> _WORK INSTRUCTION_:
In the listing, find every line that has the string "msbuild" and copy it.

> _DATA SHOWN_:
PR #4809, opened 2025-12-26
Build additional languages with CI

pepone:
This PR updates CI workflow on the 3.7 branch to test additional language mappings, and fixes some build issues.

The job is based on what we have in main, but there is no cache support. I was initially thinking of adding it in a follow up PR. We are already hitting the cache limit with our main and 3.8 builds so there is no point in adding more entries to the cache.

### DIFF
--- a/.github/actions/setup-dotnet-framework/action.yml
+++ b/.github/actions/setup-dotnet-framework/action.yml
@@ -1,0 +1,21 @@
+name: Setup .NET Framework
+description: "Install .NET Framework Developer/Targeting Packs for building .NET Framework projects"
+
+runs:
+  using: "composite"
+  steps:
+    - name: Install .NET Framework 4.5.1 Developer Pack
+      if: runner.os == 'Windows'
+      shell: powershell
+      run: |
+        # Install .NET Framework 4.5.1 Developer Pack using Chocolatey (pre-installed on GitHub runners)
+        Write-Host "Installing .NET Framework 4.5.1 Developer Pack via Chocolatey..."
+        choco install netfx-4.5.1-devpack -y --no-progress
+
+        # Verify the targeting pack is installed
+        $targetingPackPath = "${env:ProgramFiles(x86)}\Reference Assemblies\Microsoft\Framework\.NETFramework\v4.5.1"
+        if (Test-Path $targetingPackPath) {
+            Write-Host "Targeting pack verified at: $targetingPackPath"
+        } else {
+            throw "Targeting pack not found at expected location: $targetingPackPath"
+        }
--- a/csharp/BUILDING.md
+++ b/csharp/BUILDING.md
@@ -28,8 +28,8 @@ A source build of Ice for .NET on Windows produces two sets of assemblies:
 In order to build Ice for .NET from source, you need:
 
 * A [supported version][3] of Visual Studio when building .NET Framework 4.5 Assemblies.
-* Visual Studio 2022 with [.NET 6.0 SDK][4] or [.NET 7.0 SDK][5] when building the .NET Standard 2.0 Assemblies.
-* Visual Studio 2022 with [.NET 6.0 SDK][4] and [.NET 7.0 SDK][5] when building the NuGet packages.
+* Visual Studio 2022 with [.NET 8.0 SDK][4] or [.NET 7.0 SDK][5] when building the .NET Standard 2.0 Assemblies.
+* Visual Studio 2022 with [.NET 8.0 SDK][4] and [.NET 7.0 SDK][5] when building the NuGet packages.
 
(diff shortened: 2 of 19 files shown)


.github/actions/setup-dotnet-framework/action.yml
```diff
@@ -0,0 +1,21 @@
+name: Setup .NET Framework
+description: "Install .NET Framework Developer/Targeting Packs for building .NET Framework projects"
+
+runs:
+  using: "composite"
+  steps:
+    - name: Install .NET Framework 4.5.1 Developer Pack
```
pepone, line 7: This is required to build .NET on Windows

csharp/msbuild/ice.common.props
```diff
@@ -25,6 +25,9 @@
     <PublishRepositoryUrl>true</PublishRepositoryUrl>
     <RepositoryUrl>https://github.com/zeroc-ice/ice</RepositoryUrl>
     <ProduceReferenceAssembly>false</ProduceReferenceAssembly>
+
+    <!-- Avoid warnings about end-of-line target framework -->
```
pepone, line 29: I initially added this to avoid warnings when targeting .NET 6 with the test suite. I think is best to target .NET 8/.NET 10.

So we can revert this.

csharp/BUILDING.md
```diff
@@ -28,8 +28,8 @@ A source build of Ice for .NET on Windows produces two sets of assemblies:
 In order to build Ice for .NET from source, you need:
 
 * A [supported version][3] of Visual Studio when building .NET Framework 4.5 Assemblies.
-* Visual Studio 2022 with [.NET 6.0 SDK][4] or [.NET 7.0 SDK][5] when building the .NET Standard 2.0 Assemblies.
-* Visual Studio 2022 with [.NET 6.0 SDK][4] and [.NET 7.0 SDK][5] when building the NuGet packages.
+* Visual Studio 2022 with [.NET 8.0 SDK][4] or [.NET 7.0 SDK][5] when building the .NET Standard 2.0 Assemblies.
+* Visual Studio 2022 with [.NET 8.0 SDK][4] and [.NET 7.0 SDK][5] when building the NuGet packages.
```
pepone, line 32: I think we should just support .NET 8 and .NET 10 SDKs, the target frameworks are still netstandard 2.0 and .net45. Just build using a modern SDK

matlab/src/msbuild/ice/ice.vcxproj
```diff
@@ -13,7 +13,6 @@
   </ItemGroup>
   <PropertyGroup Label="Globals">
     <ProjectGuid>{89C40F1A-1761-46C1-B326-5B20BE6F8173}</ProjectGuid>
-    <WindowsTargetPlatformVersion>8.1</WindowsTargetPlatformVersion>
```
pepone, line 16: using `WindowsTargetPlatformVersion` requires install an older SDK. Better to use the default.

scripts/Util.py
```diff
@@ -417,7 +417,7 @@ def parseBuildVariables(self, component, variables):
         pass # Nothing to do, we don't support the make build system on Windows
 
     def getDefaultBuildPlatform(self):
-        return "x64" if "X64" in os.environ.get("PLATFORM", "") else "Win32"
+        return "Win32" if "Win32" in os.environ.get("PLATFORM", "") else "x64"
```
pepone, line 420: I switched to use x64 by default.

ice.proj
```diff
@@ -29,31 +29,6 @@
       <Properties>Platform=$(Platform);Configuration=$(Configuration)</Properties>
     </Projects>
 
-    <!-- For PHP build both thread safe and non thread safe configurations -->
```
pepone, line 32: We are not going to build PHP with the top-level project `ice.proj` on Windows, PHP can still be build from the php directory. We are not shipping PHP binaries for 3.7.11 on Windows.

csharp/BUILDING.md
```diff
@@ -126,7 +126,7 @@ necessary.
 
 ### Linux and macOS Build Requirements
 
-You need the [.NET 6.0 SDK][4] or [.NET 7.0 SDK][5] to build Ice for .NET from source.
+You need the [.NET 8.0 SDK][4] or [.NET 7.0 SDK][5] to build Ice for .NET from source.
```
externl, line 129: I thought we only wanted to support the 8 and 10 SDKs. We'll do this in a follow-up?

csharp/BUILDING.md
externl, line 159: Ditto for this net7

csharp/BUILDING.md
pepone: Yes I will go over the building docs in a follow up PR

> _YOUR SOLUTION_:
csharp/msbuild/ice.common.props
matlab/src/msbuild/ice/ice.vcxproj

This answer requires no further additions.